In January 1962, it was reported that Barton Manor had been sold to a Mr J V Figgins of Portsmouth and Waterlooville. At the time, Figgins also owned Fort Warden Holiday Camp in Colwell Bay on the Isle of Wight, but his main business was in construction and plant hire. It was said that the building was in need of modernisation and after doing this, it would become his private residence.

===Miss Joyce Annie Holt (1964-1967)===

It was reported that Joyce was a lady of means and that in her younger days, she moved in 'that circle of people'. In later life, she amassed a valuable collection of books, together with antiques. She also had a bookshop in Newport, on the Isle of Wight.

Joyce Holt acquired Barton Manor sometime around 1964, after moving from Newport on the Isle of Wight.

===Lady Eva Mary Price (1967-1976)===

Lady Price, known as Eve, was the widow of Sir Henry Price, 1st Baronet, who was a British businessman and philanthropist. Born in 1908, she was thirty years younger than her husband. Their family home was originally Wakehurst Place, an Elizabethan mansion built in 1590 and set in 500 acres. When Sir Henry died in 1963, he left Wakehurst Place to the nation, although Lady Price had the right to stay there for the rest of her life. However, some years later she decided to move to the Isle of Wight and bought Barton Manor.

Both keen botanists, both Sir Henry and Lady Price had roses named after them. They were the Pieris formosa 'Henry Price' and the Viburnum tinus 'Eve Price'.
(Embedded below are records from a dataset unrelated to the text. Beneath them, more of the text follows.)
PR #2, opened 2023-10-25
fix: editor invalid state

abemscac:
[#828](https://github.com/samatechtw/pubstudio/issues/828)

### DIFF
--- a/libs/frontend/feature-build-event/src/lib/use-build-event.ts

Lady Price died in April 1993. Her and Sir Henry Price's private antique collection was sold for £4.1 million in November 2000 by auction at Sotheby's.

===Anthony Goddard (1976-1991)===

Anthony Goddard purchased Barton Manor in March 1976. During his ownership, he turned the estate into a popular visitor's attraction and added a high-quality vineyard, producing some 30,000 bottles of wine each year. Goddard sold the manor in October 1991.
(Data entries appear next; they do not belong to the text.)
PR #9, opened 2023-10-30
feat: behavior javascript syntax highlighting

abemscac:
[#746](https://github.com/samatechtw/pubstudio/issues/746)


libs/frontend/feature-build/src/lib/create-code-editor-view.ts
```diff
@@ -0,0 +1,67 @@
...
+        // FIXME
+        // 1. The current solution will clear the history because it creates a brand-new editor state.
+        //    Find a way to replace the content in the editor state while keeping everything.
+        // 2. New line characters are ignored if the text is copied from a source other than ProseMirror
+        //    editor. For example, VSCode.
+        newState = prosemirrorSetup({
+          content: `<pre><code>${textContent}</code></pre>`,
+          plugins: [...codeEditorPlugins],
+        })
+        newState.selection = Selection.atEnd(newState.doc)
```
abemscac, line 57: Hi @sampullman 

The "Maximum call stack exceeded" error is resolved by copying source code from [prosemirror-highlightjs](https://github.com/b-kelly/prosemirror-highlightjs) and commenting out the unused parts. But there're still some strange issues I didn't managed to solve 😵.

I left some comments here to describe the problem. What I don't understand is why these 2 problems only occurr when the copied text is from a source other than ProseMirror editor 🤔?
For example, if I try to copy some code from VSCode and paste it to the ProseMirror editor in BehaviorModal, these 2 problems will occurr. But if the code (text) is copied&pasted within the same editor, these problems will not show up!

libs/frontend/feature-build/src/lib/get-highlight-decorations.ts
```diff
@@ -0,0 +1,265 @@
+/**
+ * This file is a copy of "src/getHighlightDecorations.ts" from "prosemirror-highlightjs" library.
+ * @see https://github.com/b-kelly/prosemirror-highlightjs/blob/master/src/getHighlightDecorations.ts
+ */
```
abemscac, line 4: I ended up not installing `prosemirror-highlightjs` library and just copied the code to our workspace.

libs/frontend/feature-build/src/lib/prosemirror-highlighthjs-plugin.ts
```diff
@@ -0,0 +1,274 @@
...
+    props: {
+      decorations(this: Plugin<HighlightPluginState>, state) {
+        return this.getState(state)?.decorations
+      },
+    },
+    // `prosemirror-highlightjs` use this function to update node's language in a editor,
+    // which leads to a "Maximum call stack size exceeded" error. Since we only need to
+    // format JS code at the moment, we can just skip the following part for now.
+
+    // view(initialView: EditorView) {
```
abemscac, line 235: This `view` spec is what causes the "Maximum call stack size exceeded" error. From the code it seems that it's used to update the language of the code for highlightjs. But since we only care about JavaScript at the moment, I just commnted out the whole section to make it work.

libs/frontend/ui-theme/src/css/components/prosemirror-view.postcss
```diff
@@ -0,0 +1,66 @@
+/** This file is a copy of "node_modules/prosemirror-view/style/prosemirror.css" */
```
abemscac, line 1: This css file is coped from `node_modules/prosemirror-view/style/prosemirror.css`. This is necessary because it covers some of the style (i.e. `.ProseMirror pre`) in ProseMirror for code_block. Including these styles also solves the pre-wrap warning from ProseMirror.

libs/frontend/feature-build/src/lib/create-code-editor-view.ts
sampullman: I wasn't actually able to reproduce these two issues, unless I misunderstood something. Here's a recording of copy/paste from VSCode:


https://github.com/samatechtw/pubstudio-builder/assets/550982/7ec4d5d6-d890-4b5b-bc40-b5e1dc0cab8d

libs/frontend/feature-build/src/lib/prosemirror-highlighthjs-plugin.ts
sampullman: I guess it probably would have been sufficient to pass in a blank/empty `languageSetter` function when initializing the plugin, but disabling the code is clear.

sampullman:
We can open a new issue for the bug you mentioned, but I think it's fine to merge first!

libs/frontend/feature-build/src/lib/create-code-editor-view.ts
abemscac: Hi @sampullman 

I just tried it for a couple more times, and I created another issue #11 to keep track of the bugs!
I'll come back and try to fix it when I'm done with my current work!

sampullman: 🙏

===Robert Stigwood (1991-2006)===

Barton Manor was later bought by Australian film and music tycoon Robert Stigwood, who bought the estate in October 1991. At the time, it was valued at just over £1.15 million. Stigwood said that he wanted the estate to be his UK residence.

At the time of purchase, he promised to keep the gardens and vineyards open to the public.

Robert Stigwood sold the estate in 2006.

===Panaghis & Sally Ann Lykiardopulo (2006-2012)===

Barton Manor was put on the market in 2004 for around £9 million. In 2006, the new owners stated that they wished to remain anonymous, but invited fundraisers to continue holding events in the grounds. It later transpired that the owner was Panaghis Lykiardopulo and his wife, Sally Ann.

===Alex Haig-Thomas (2012- )===

It was reported (incorrectly) that Alex Haig-Thomas bought Barton Manor in 2012 for £9 million, the same price that it was advertised for in 2004. Haig-Thomas was described as an online gaming entrepreneur. Furniture from the manor was sold at auction just prior to the sale.